* WHAT THIS TASK INVOLVES
Using the listing below, report all lines holding the word "right".
══════════
PR #7847, opened 2021-06-30
Add debug logging to the service303 thread

amarpad:
## Summary

Move logging to the service303 thread

Signed-off-by: Amar Padmanabhan <amar@freedomfi.com>

## Test Plan

make integ_test
validated output after running test
002005 Wed Jun 30 00:59:22 2021 7FECB9095700 DEBUG SERVIC tasks/service303/service303_mme_:0045    ======================================= STATISTICS ============================================
002006 Wed Jun 30 00:59:22 2021 7FECB9095700 DEBUG SERVIC tasks/service303/service303_mme_:0046                   |   Current Status|
002007 Wed Jun 30 00:59:22 2021 7FECB9095700 DEBUG SERVIC tasks/service303/service303_mme_:0049    Attached UEs   |          1      |
002008 Wed Jun 30 00:59:22 2021 7FECB9095700 DEBUG SERVIC tasks/service303/service303_mme_:0052    Connected UEs  |          1      |
002009 Wed Jun 30 00:59:22 2021 7FECB9095700 DEBUG SERVIC tasks/service303/service303_mme_:0055    Connected eNBs |          1      |
002010 Wed Jun 30 00:59:22 2021 7FECB9095700 DEBUG SERVIC tasks/service303/service303_mme_:0058    Default Bearers|          1      |
002011 Wed Jun 30 00:59:22 2021 7FECB9095700 DEBUG SERVIC tasks/service303/service303_mme_:0061    S1-U Bearers   |          1      |
002012 Wed Jun 30 00:59:22 2021 7FECB9095700 DEBUG SERVIC tasks/service303/service303_mme_:0066    ======================================= STATISTICS ============================================

## Additional Information

- [ ] This change is backwards-breaking

PR #8019, opened 2021-07-13
fix(mme): reduce EPC_STATS_TIMER_MSEC back to 20s

uri200:

## Summary

Stats on MME are used to debug issues. Reducing its frequency to 1 min defeats the purpose of this log.

Setting this back to 20s until we have a config parameter to change that value

## Test Plan

make test at agw

## Additional Information

### DIFF
--- a/lte/gateway/c/core/oai/include/service303.h
+++ b/lte/gateway/c/core/oai/include/service303.h
@@ -27,8 +27,8 @@
 
 #define NO_BOUNDARIES 0
 #define NO_LABELS 0
-#define EPC_STATS_TIMER_MSEC 60000          // In milliseconds
-#define EPC_STATS_DISPLAY_TIMER_MSEC 60000  // In milliseconds
+#define EPC_STATS_TIMER_MSEC 20000          // In milliseconds
+#define EPC_STATS_DISPLAY_TIMER_MSEC 20000  // In milliseconds
 
 void service303_mme_app_statistics_read(
     application_mme_app_stats_msg_t* stats_msg_p);


amarpad (approved):
cc @ulaskozat 
Just want to make sure everyone is ok with this. This is going to be an ITT_MSG every 20 sec.

ulaskozat:
@uri200 The idea is to not use this for debugging purposes only. Have you tested this on Spirent against GA targets? Rather than setting it to a lower value as default, could you add this to mme configuration?

uri200:
> @uri200 The idea is to not use this for debugging purposes only. Have you tested this on Spirent against GA targets? Rather than setting it to a lower value as default, could you add this to mme configuration?

Hey @ulaskozat, note those questions should have been answered here https://github.com/magma/magma/pull/7847 when this value was increased from 20 to 60 seconds: Is there any prof the increase of this value from 20 to 60  really helped? Was this tested against GA  targets before and after the change?

If this has a real impact on performance, of course let's set it to 60. But if it does not have any, we should not compromise other features of the system.

amarpad:
Hi @uri200 the frequency of ITTI messages were always 60s. The service303 and S1 threads were reaching into MME_APP which was a correctness issue not a logging issue. So I moved the message to ITTI. Since the MME_APP thread no longer had all the state we decided to move logging to the service303 thread and there is no point having a display frequency of 20s if the state is updated every 60s

uri200:
Hey @amarpad so that means that to increase the frequency of that message we would need to increase the frequency of the whole IITI queue?

amarpad:
> Hey @amarpad so that means that to increase the frequency of that message we would need to increase the frequency of the whole IITI queue?

EPC_STATS_TIMER_MSEC determines the frequency of sending ITTI messages which you are updating so this works, just that it increases the load on ITTI messages.

uri200:
yep, but my question is: with the changes done on the previous PR the logging function can only report changes as fast as the ITTI queue. Is that right?

ardzoht:
I think we should make this a configurable field, it is clear that there's a need for adjusting the frequency for different purposes (TeraVM as Oriol explains) with the trade-offs of performance, we can add a local service config to control this, wdyt? cc @ulaskozat @amarpad

amarpad:
> yep, but my question is: with the changes done on the previous PR the logging function can only report changes as fast as the ITTI queue. Is that right?

yep right. All tasks report their state to the service303 thread and threads don't access each others state. MME datastructures are not thread safe so what was happening could trigger issues like https://github.com/magma/magma/issues/7421

ulaskozat:
> > @uri200 The idea is to not use this for debugging purposes only. Have you tested this on Spirent against GA targets? Rather than setting it to a lower value as default, could you add this to mme configuration?
> 
> Hey @ulaskozat, note those questions should have been answered here #7847 when this value was increased from 20 to 60 seconds: Is there any prof the increase of this value from 20 to 60 really helped? Was this tested against GA targets before and after the change?
> 
> If this has a real impact on performance, of course let's set it to 60. But if it does not have any, we should not compromise other features of the system.

@uri200 while writing a long message on the context, I see that @amarpad has already provided it. Let's not beat ourselves on this and make this a configurable parameter with default as 60 seconds and @uri200 you can use any value you want for observability during tests.

ulaskozat:
@uri200 @amarpad @ardzoht I will raise a PR to make this configurable...

PR #8020, opened 2021-07-13
refactor(sessiond): Add default output for polling with empty traffic

veshkemburu:
## Summary

Stats requests with empty traffic should still show empty rule record table outputs in sessiond, instead of no output.
Cleaning up pipelined log output.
══════════
* RESPONSE AREA
yep, but my question is: with the changes done on the previous PR the logging function can only report changes as fast as the ITTI queue. Is that right?
> yep, but my question is: with the changes done on the previous PR the logging function can only report changes as fast as the ITTI queue. Is that right?
yep right. All tasks report their state to the service303 thread and threads don't access each others state. MME datastructures are not thread safe so what was happening could trigger issues like https://github.com/magma/magma/issues/7421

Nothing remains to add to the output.